In the screening test recommended based on these data, from the 20th week onwards, the blood flow in both main uterine arteries (“uterine arteries”) is measured with a Doppler device, and the blood flow waveforms that appear on the ultrasound screen are visually evaluated.

If, as a result of the examination, notching is visually detected in the waveforms of one or both arteries and/or increased resistance is detected in the flow measurements of one or both arteries, the examination is interpreted as “pathological”. Again, a marked difference between the flow measurements of the two arteries is also considered pathological.

Unilateral notching can especially be detected in measurements performed early (at the 20th week), and this may disappear in examinations repeated at 24–26 weeks. Sometimes unilateral notching may persist until the end of pregnancy. It is difficult to comment on how much unilateral notching increases the above-mentioned risks.

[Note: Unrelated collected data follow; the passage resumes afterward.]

PR #118, opened 2017-10-13
update raw connect method to accomodate OpenStack complexity

tzumainn:
The raw_connect method is used in provider validation; this change allows us to validate complex cases such as keystone v3 and ssl

Depends on https://github.com/ManageIQ/manageiq-ui-classic/pull/2394

https://bugzilla.redhat.com/show_bug.cgi?id=1500379


petrblaho:
Tested on TripleO setup, both undercloud and overcloud credentials validations work.

LGTM +1

PR #119, opened 2017-10-16
Only update tenant mapping for the network manager if it's present

mansam:
Fixes https://bugzilla.redhat.com/show_bug.cgi?id=1471146 by checking for the presence of the network manager before attempting to modify it.


tzumainn:
:+1: makes sense!

PR #120, opened 2017-10-16
Trim key pair errors out of api responses

mansam:
Depends on https://github.com/ManageIQ/manageiq-providers-openstack/pull/110
Fixes https://bugzilla.redhat.com/show_bug.cgi?id=1466397


tzumainn:
:+1: works well, thanks!

PR #123, opened 2017-10-20
Trim Volume error messages out of Fog responses

mansam:


aufi:
Looks good to me, merging!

It has been observed that the risk increases significantly, especially when bilateral notching is observed and this persists in repeated measurements.

Again, when increased resistance or a marked difference between the two arteries is detected, the risk of preeclampsia and/or intrauterine growth restriction is increased.

In all of the above situations, the course of pregnancy is monitored more closely.